Что же до особого назначения философской поэзии, то объяснение его требует пространных исторических экскурсов и особого анализа. Мне кажется, я назвал уже достаточно разновидностей поэзии, чтобы стало ясно, что специфическая для каждой из этих разновидностей функция сопрягается с функциями иного рода: функции драматической поэзии — с назначением драмы, дидактической поэзии-информации — с функциями самого предмета информации, дидактической поэзии, имеющей своим содержанием философии? религию, политику, мораль, — с функциями всех этих категорий. Можно подробно разобрать функции любой из этих разновидностей поэзии и все же оставить незатронутым вопрос о назначении самой поэзии. Ибо все эти функции способна взять на себя и проза.
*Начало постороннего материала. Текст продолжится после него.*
PR #117, opened 2023-04-17
feat!: merge `barretenberg_static_lib` and `barretenberg_wasm`

TomAFrench:
This PR starts the work of merging this workspace into a single crate. To simplify things, I've restricted the public interface of the crate to just be the `Plonk` struct (as this is necessary for nargo) to avoid any differences in the interface between targets. We should decide what else we want to expose before merging this.

The interfaces of most methods are identical between native and wasm backends. In these cases I've copied across the implementation from `barretenberg_wasm` and placed it in inside the function body from  `barretenberg_static_lib`, these are then switched between with feature flags.

 In a couple of cases the struct interfaces are different (`Barretenberg/StandardComposer/Pippenger`) so I've had to swap them out entirely based on the feature flags.


acvm_backend_barretenberg/Cargo.toml
```diff
@@ -22,8 +28,16 @@ blake2 = "0.9.1"
...
-default = [
-    # "acvm/bn254",
+default = ["native"]
+
+native=[
+    "dep:barretenberg-sys",
+    "common/std",
+]
+wasm = [
+    "wasmer",
```
phated, line 38:
```suggestion
    "dep:wasmer",
```

acvm_backend_barretenberg/Cargo.toml
```diff
@@ -32,7 +46,8 @@ default = [
     "wasmer/default-universal",
 ]
 js = [
-
-    # "acvm/bn254", 
+    "wasmer",
```
phated, line 49:
```suggestion
    "dep:wasmer",
```

phated (commented):
Do these need to specify `dep:`?

TomAFrench:
> Do these need to specify dep:?

I initially had `dep:` on here but that means we run into this error:

```shell
error: Package `acvm-backend-barretenberg v0.1.0 (/home/tom/Programming/aztec_backend/acvm_backend_barretenberg)` does not have feature `wasmer`.
It has an optional dependency with that name, but that dependency uses the "dep:" syntax in the features table, so it does not have an implicit feature with that name.
```

So it seems like having a `dep:` flag conflicts with switching on feature flags on that dependency. (adding `dep:` to the other wasmer flags also results in an error.)

https://doc.rust-lang.org/cargo/reference/features.html#optional-dependencies

TomAFrench:
Tomorrow I'll probably break out the different flavours of `src/lib.rs` into separate files for native/wasm backends. It's pretty messy with the chonky if-else.

acvm_backend_barretenberg/build.rs
```diff
@@ -0,0 +1,31 @@
...
+
+// Useful for printing debugging messages during the build
+// macro_rules! p {
+//     ($($tokens: tt)*) => {
+//         println!("cargo:warning={}", format!($($tokens)*))
+//     }
+// }
+
+fn main() -> Result<(), String> {
+    let native_backend = env::var("CARGO_FEATURE_NATIVE").is_ok();
```
TomAFrench, line 11: Let's enforce mutually exclusive features here.

TomAFrench:
We're currently only testing the native backend due to us merging these two crates. I'd like to pass in the different feature flags so we can build/test the flake with both backends as otherwise we'll not be testing the wasm backend.

acvm_backend_barretenberg/Cargo.toml
```diff
@@ -22,8 +28,16 @@ blake2 = "0.9.1"
 tempfile = "*"
 
 [features]
-default = [
-    # "acvm/bn254",
+default = ["native"]
+
+native=[
+    "dep:barretenberg-sys",
```
kevaundray, line 34: why do you need "dep:"?

acvm_backend_barretenberg/src/pedersen.rs
```diff
@@ -0,0 +1,155 @@
...
+        cfg_if::cfg_if! {
+            if #[cfg(feature = "native")] {
+                let result_bytes = barretenberg_sys::pedersen::compress_native(
+                    left.to_be_bytes().as_slice().try_into().unwrap(),
+                    right.to_be_bytes().as_slice().try_into().unwrap(),
+                );
+            } else {
+                use wasmer::Value;
+
+                let lhs_ptr = self.allocate(&left.to_be_bytes()); // 0..32
```
kevaundray, line 20: I don't think these comments are correct anymore since allocate will not place 32 bytes, starting from pointer address 0. `lhs_ptr` and `rhs_ptr` are allocated somewhere.

With that in mind, you could do `let result_ptr = Value::I32(0);` and then `let result_bytes = self.slice_memory(0, 32);`

acvm_backend_barretenberg/src/scalar_mul.rs
```diff
@@ -1,15 +1,25 @@
...
+    pub(crate) fn fixed_base(&mut self, input: &FieldElement) -> (FieldElement, FieldElement) {
+        cfg_if::cfg_if! {
+            if #[cfg(feature = "native")] {
+                use super::field_to_array;
+
+                let result_bytes = barretenberg_sys::schnorr::construct_public_key(&field_to_array(input));
+            } else {
+                use wasmer::Value;
+
+                let lhs_ptr = self.allocate(&input.to_be_bytes()); // 0..32
```
kevaundray, line 15: Same comment regarding 0..32 not being the memory location of `lhs_ptr`

kevaundray (commented):
Left some general comments; was reading to understand more about this issue: https://github.com/noir-lang/acvm/issues/211

acvm_backend_barretenberg/Cargo.toml
TomAFrench: Some discussion of this above: https://doc.rust-lang.org/cargo/reference/features.html#optional-dependencies

TomAFrench:
[8156f62](https://github.com/noir-lang/aztec_backend/pull/117/commits/8156f621b19f027245e68aa78674ef73dc0ddd85) takes some of the insight from https://github.com/noir-lang/aztec_backend/pull/127 and applies it here.

I've verified that we can still have `Barretenberg` be immutable while caching the CRS on it by using a `RefCell` however I'm not sure on the correct way to reconcile that with the usage of `std::mem::forget(g2_data)` so I've erred on just loading a fresh copy each time and maintaining the `forget`. We can revisit this later on.

acvm_backend_barretenberg/src/lib.rs
```diff
@@ -0,0 +1,329 @@
...
+
+impl Default for Barretenberg {
+    fn default() -> Barretenberg {
+        Barretenberg::new()
+    }
+}
+
+impl Barretenberg {
+    fn get_crs(&mut self, num_points: u32) -> CRS {
+        // TODO: yucky, we can avoid this cloning.
```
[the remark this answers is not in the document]
TomAFrench: Yeah this is due to cloning the CRS string. Ideally we wouldn't have to copy those large vectors if we can avoid it.

acvm_backend_barretenberg/Cargo.toml
```diff
@@ -22,8 +29,16 @@ blake2 = "0.9.1"
 tempfile = "*"
 
 [features]
-default = [
-    # "acvm/bn254",
+default = ["wasm"]
```
phated, line 32: I'm playing around with this locally and I'm seeing build failures when I turn this to `"native"` so I think this needs some more work.

acvm_backend_barretenberg/src/scalar_mul.rs
```diff
@@ -1,21 +1,30 @@
...
-use wasmer::Value;
 
 use super::{Barretenberg, FIELD_BYTES};
 
 impl Barretenberg {
-    pub fn fixed_base(&mut self, input: &FieldElement) -> (FieldElement, FieldElement) {
-        let lhs_ptr: usize = 0;
-        let result_ptr: usize = lhs_ptr + FIELD_BYTES;
+    pub(crate) fn fixed_base(&self, input: &FieldElement) -> (FieldElement, FieldElement) {
+        cfg_if::cfg_if! {
```
phated, line 7: I'm getting super lost in all the cfg_if branches. Can we just make the various implementations their own functions and just toggle them with the config macro?

phated (changes requested):
Some things I noticed when I pulled this down locally.

acvm_backend_barretenberg/Cargo.toml
TomAFrench: Oops, looks like this snuck in when merging #133 back in. Fixed.

TomAFrench:
Ah, this still needs the multiple outputs (native vs wasm) added to the flake as well.

acvm_backend_barretenberg/src/scalar_mul.rs
TomAFrench: My concern about this was ensuring that we match interfaces. I've used private traits to address this in [1d2369e](https://github.com/noir-lang/aztec_backend/pull/117/commits/1d2369e0e91db1581452f3e242347e294d0c23d0)

acvm_backend_barretenberg/src/composer.rs
```diff
@@ -74,24 +85,32 @@ impl StandardComposer {
...
-    pub fn compute_verification_key(&self, proving_key: &[u8]) -> Vec<u8> {
+    fn compute_verification_key(
+        &self,
+        constraint_system: &ConstraintSystem,
+        proving_key: &[u8],
+    ) -> Vec<u8> {
+        let circuit_size = self.get_circuit_size(constraint_system);
+        let CRS {
+            g1_data, g2_data, ..
+        } = CRS::new(circuit_size as usize);
```
phated, line 96: Does this actually use g1_data? Because it might be more efficient to use a `G2::new` instead

acvm_backend_barretenberg/src/composer.rs
```diff
@@ -101,30 +120,37 @@ impl StandardComposer {
...
+        &self,
+        constraint_system: &ConstraintSystem,
         witness: WitnessAssignments,
         proving_key: &[u8],
     ) -> Vec<u8> {
-        let cs_buf = self.constraint_system.to_bytes();
+        let circuit_size = self.get_circuit_size(constraint_system);
+        let CRS {
+            g1_data, g2_data, ..
+        } = CRS::new(circuit_size as usize);
```
phated, line 132: Does this actually use g1_data? Because it might be more efficient to use a `G2::new` instead

acvm_backend_barretenberg/src/composer.rs
```diff
@@ -133,31 +159,36 @@ impl StandardComposer {
...
+        &self,
+        constraint_system: &ConstraintSystem,
         // XXX: Important: This assumes that the proof does not have the public inputs pre-pended to it
         // This is not the case, if you take the proof directly from Barretenberg
         proof: &[u8],
         public_inputs: Assignments,
         verification_key: &[u8],
     ) -> bool {
+        let circuit_size = self.get_circuit_size(constraint_system);
+        let CRS { g2_data, .. } = CRS::new(circuit_size as usize);
```
phated, line 176: Does this actually use g1_data? Because it might be more efficient to use a `G2::new` instead

acvm_backend_barretenberg/src/composer.rs
```diff
@@ -167,8 +198,235 @@ impl StandardComposer {
...
+        constraint_system: &ConstraintSystem,
+        proving_key: &[u8],
+    ) -> Vec<u8> {
+        use super::POINTER_BYTES;
+        use wasmer::Value;
+
+        let circuit_size = self.get_circuit_size(constraint_system);
+        let CRS {
+            g1_data, g2_data, ..
+        } = CRS::new(circuit_size as usize);
```
phated, line 282: Does this actually use g1_data? Because it might be more efficient to use a G2::new instead

acvm_backend_barretenberg/src/composer.rs
```diff
@@ -167,8 +198,235 @@ impl StandardComposer {
...
+        witness: WitnessAssignments,
+        proving_key: &[u8],
+    ) -> Vec<u8> {
+        use super::POINTER_BYTES;
+        use wasmer::Value;
+
+        let circuit_size = self.get_circuit_size(constraint_system);
+        let CRS {
+            g1_data, g2_data, ..
+        } = CRS::new(circuit_size as usize);
```
phated, line 326: Does this actually use g1_data? Because it might be more efficient to use a G2::new instead

acvm_backend_barretenberg/src/composer.rs
```diff
@@ -167,8 +198,235 @@ impl StandardComposer {
...
+        // XXX: Important: This assumes that the proof does not have the public inputs pre-pended to it
+        // This is not the case, if you take the proof directly from Barretenberg
+        proof: &[u8],
+        public_inputs: Assignments,
+        verification_key: &[u8],
+    ) -> bool {
+        use wasmer::Value;
+
+        let circuit_size = self.get_circuit_size(constraint_system);
+        let CRS { g2_data, .. } = CRS::new(circuit_size as usize);
```
phated, line 378: Using G2::new would be more efficient

acvm_backend_barretenberg/src/composer.rs
```diff
@@ -167,8 +198,235 @@ impl StandardComposer {
...
+        }
+    }
+}
+
 fn pow2ceil(v: u32) -> u32 {
-    v.next_power_of_two()
+    #[cfg(feature = "native")]
+    {
+        v.next_power_of_two()
+    }
```
phated, line 420: Why use this helper at all? Seems like the `not(native)` impl would work for both

acvm_backend_barretenberg/src/lib.rs
```diff
@@ -0,0 +1,331 @@
+#![warn(unused_crate_dependencies, unused_extern_crates)]
+#![warn(unreachable_pub)]
+
+// `acvm-backend-barretenberg` can either interact with the Barretenberg backend through a static library
+// or through an embedded wasm binary. It does not make sense to include both of these backends at the same time.
+// We then throw a compilation error if both flags are set.
+// TODO: handle JS target.
+#[cfg(all(feature = "native", feature = "wasm"))]
+compile_error!("feature \"native\"  and feature \"wasm\" cannot be enabled at the same time");
```
phated, line 9:
```suggestion
compile_error!("feature \"native\" and feature \"wasm\" cannot be enabled at the same time");
```
nit: remove space

acvm_backend_barretenberg/src/lib.rs
```diff
@@ -0,0 +1,331 @@
...
+
+mod acvm_interop;
+mod blake2s;
+mod composer;
+#[cfg(all(feature = "native", test))]
```
phated, line 14: This is in native and wasm, right? It just doesn't work in JS right now

acvm_backend_barretenberg/src/lib.rs
```diff
@@ -0,0 +1,331 @@
...
+cfg_if::cfg_if! {
+    if #[cfg(feature = "native")] {
+
+        impl Barretenberg {
+            pub(crate) fn new() -> Barretenberg {
+                Barretenberg {}
+            }
+        }
+
+        fn field_to_array(f: &common::acvm::FieldElement) -> [u8; 32] {
```
phated, line 58: I'm surprised this wouldn't be used in wasm, are we hand-rolling it or something?

acvm_backend_barretenberg/src/lib.rs
```diff
@@ -0,0 +1,331 @@
...
+
+                #[cfg(not(feature = "js"))]
+                {
+                    for (byte_id, cell) in memory.uint8view()[offset..(offset + arr.len())]
+                        .iter()
+                        .enumerate()
+                    {
+                        cell.set(arr[byte_id]);
+                    }
+                }
```
phated, line 137: For a diff PR: I want to explore if this can be written with an impl that supports JS and wasmer

acvm_backend_barretenberg/src/lib.rs
```diff
@@ -0,0 +1,331 @@
...
+                let end = start + length;
+
+                #[cfg(feature = "js")]
+                return memory.uint8view().to_vec()[start as usize..end].to_vec();
+
+                #[cfg(not(feature = "js"))]
+                return memory.view()[start..end]
+                    .iter()
+                    .map(|cell: &Cell<u8>| cell.get())
+                    .collect();
```
phated, line 151: Same as above

acvm_backend_barretenberg/src/pedersen.rs
```diff
@@ -1,12 +1,59 @@
...
+    fn compress_native(&self, left: &FieldElement, right: &FieldElement) -> FieldElement {
+        let result_bytes = barretenberg_sys::pedersen::compress_native(
+            left.to_be_bytes().as_slice().try_into().unwrap(),
+            right.to_be_bytes().as_slice().try_into().unwrap(),
+        );
+
+        FieldElement::from_be_bytes_reduce(&result_bytes)
+    }
+
+    #[allow(dead_code)]
```
phated, line 22: ?

acvm_backend_barretenberg/src/pedersen.rs
```diff
@@ -27,7 +74,12 @@ impl Barretenberg {
         FieldElement::from_be_bytes_reduce(&result_bytes)
     }
 
-    pub fn compress_many(&mut self, inputs: Vec<FieldElement>) -> FieldElement {
+    #[allow(dead_code)]
```
phated, line 77: ?

acvm_backend_barretenberg/src/schnorr.rs
```diff
@@ -33,12 +65,17 @@ impl Barretenberg {
         let sig_s: [u8; 32] = sig_s_bytes.try_into().unwrap();
         let sig_e: [u8; 32] = sig_e_bytes.try_into().unwrap();
 
-        [sig_s, sig_e].concat().try_into().unwrap()
+        let sig_bytes: [u8; 64] = [sig_s, sig_e].concat().try_into().unwrap();
+        sig_bytes
     }
 
-    pub fn construct_public_key(&mut self, private_key: [u8; 32]) -> [u8; 64] {
+    #[allow(dead_code)]
```
phated, line 72: ?

flake.nix
```diff
@@ -153,14 +153,22 @@
...
+        cargo-test-native = craneLib.cargoTest (commonArgs // {
           inherit cargoArtifacts;
 
           cargoTestExtraArgs = "--workspace";
 
           # It's unclear why doCheck needs to be enabled for tests to run but not clippy
           doCheck = true;
         });
+
+        cargo-test-wasm = craneLib.cargoTest (commonArgs // {
```
phated, line 165: Do we need a clippy with the wasm feature enabled?

phated (changes requested):
I noticed a few more things. I wonder if we can drop the cfg-if block for all the setup but I won't block on it.

acvm_backend_barretenberg/Cargo.toml
```diff
@@ -9,10 +9,17 @@ rust-version.workspace = true
 # See more keys and their definitions at https://doc.rust-lang.org/cargo/reference/manifest.html
 
 [dependencies]
-wasmer = { version = "*", default-features = false }
+blake2 = "0.9.1"
+cfg-if = "1.0.0"
```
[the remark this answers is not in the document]
phated: Not gone yet.

acvm_backend_barretenberg/Cargo.toml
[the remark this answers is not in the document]
phated: Since this isn't native, both nix test runs are testing wasm

acvm_backend_barretenberg/src/acvm_interop/proof_system.rs
```diff
@@ -62,12 +60,16 @@ impl ProofSystemCompiler for Plonk {
...
         verification_key: &[u8],
     ) -> bool {
-        let mut composer = StandardComposer::new(circuit.into());
-
         // Unlike when proving, we omit any unassigned witnesses.
         // Witness values should be ordered by their index but we skip over any indices without an assignment.
         let flattened_public_inputs: Vec<FieldElement> = public_inputs.into_values().collect();
 
-        composer.verify_with_vk(proof, flattened_public_inputs.into(), verification_key)
+        Composer::verify_with_vk(
```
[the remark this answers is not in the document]
TomAFrench: This is due to name collisions with the `Backend` trait, Rust can't figure out which method we want to call so we need to be explicit.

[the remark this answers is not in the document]
phated: I'm happy to change the internal name, I've not been a fan of them having conflicting names. It probably should be `verify_constraint_system_with_vk` since it takes the CS instead of Circuit.

acvm_backend_barretenberg/src/lib.rs
TomAFrench: The first of these tests require native features to run and both will quickly be invalidated as we change out how we handle the CRS. I'm inclined to leave it as is and we then fix it properly as we're writing that new code.

acvm_backend_barretenberg/src/lib.rs
TomAFrench: This is due to the fact that we need to pass `[u8;32]` to barretenberg_sys but we can just pass `&[u8]` when writing to wasm memory.

acvm_backend_barretenberg/src/pedersen.rs
TomAFrench: The code was already dead, we're just not making it public anymore. (causing the lint)

acvm_backend_barretenberg/src/lib.rs
phated: Ah, this is only for the tests, ignore me then

acvm_backend_barretenberg/src/pedersen.rs
phated: Where are you seeing this? I removed all the dead code annotations and I'm not getting any clippy alerts.

TomAFrench:
>  I wonder if we can drop the cfg-if block for all the setup but I won't block on it.

I don't see a good way to do this. Rust doesn't seem to like putting a scope around the two branches (similarly to how we do in `pow2ceil`) so we'd have to add the `cfg` to each and every element inside which would be uglier.

phated:
> I don't see a good way to do this. Rust doesn't seem to like putting a scope around the two branches (similarly to how we do in pow2ceil) so we'd have to add the cfg to each and every element inside which would be uglier.

I'm wondering if it would be better/worse to use your cfg on a mod like you did for crs.rs?

acvm_backend_barretenberg/src/pedersen.rs
TomAFrench: image

TomAFrench: It'll only appear on the version corresponding to the feature flag currently being compiled. Maybe you removed it from an inactive block?

TomAFrench:
You asked me to revert that change though :melting_face:

Yeah, I'm happy with that as it encapsulates more of the wasm internals.

acvm_backend_barretenberg/src/pedersen.rs
phated: Yeah, I'm not sure. I suppose we can leave them

acvm_backend_barretenberg/src/composer.rs
TomAFrench: Sure, this is all private so swapping out the implementation later is nbd.

Let's avoid doing so many checks though as we know the value for `v` which will begin to overflow

```rust
if v > (u32::MAX >> 1) {
    panic!("pow2ceil overflow");
}

let mut p = 1;
while p < v {
    p <<= 1;
}
p
```

phated: sounds good to me 🎉

phated (approved):
This is awesome! Let's get it merged so we can keep iterating on this crate 🎉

Но прежде чем приступить к дальнейшему, я хотел бы отвести одно возможное возражение. Нередко к поэзии, ставящей перед собой ту или иную цель, к поэзии, в которой защщдашхся те или иные социальные, моральные, политические или религиозные идеи, относятся недоверчива. И особенно часто утверждают, что это не поэзия, когда не соглашаются именно с теми идеями, которые выдвигает поэт; и наоборот, за истинную поэзию принимают стихи, в которых излагаются мнения, вызывающие сочувствие. Я считаю, что вопрос о том, подчиняет ли поэт свое творчество пропаганде какой-то общественной позиции или ее опровержению, не имеет значения. Плохие стихи ненадолго могут приобрести популярность, если поэт выразил распространенную в данный момент точку зрения; но истинная поэзия не перестает быть поэзией и после того, как эта точка зрения меняется, и даже после того, как вопросы, вызывавшие у поэта столь страстный отклик, вообще больше никого уже не волнуют. Поэма Лукреция остается великой поэмой, хотя его представления о физике и астрономии давно уже опровергнуты; поэзия Драйдена остается поэзией, хотя нас нимало не занимают религиозные дебаты XVII века; и точно так же великие поэмы прошлого по-прежнему могут доставлять нам огромное удовольствие, хотя все, о чем в них говорится, мы теперь изложили бы прозой.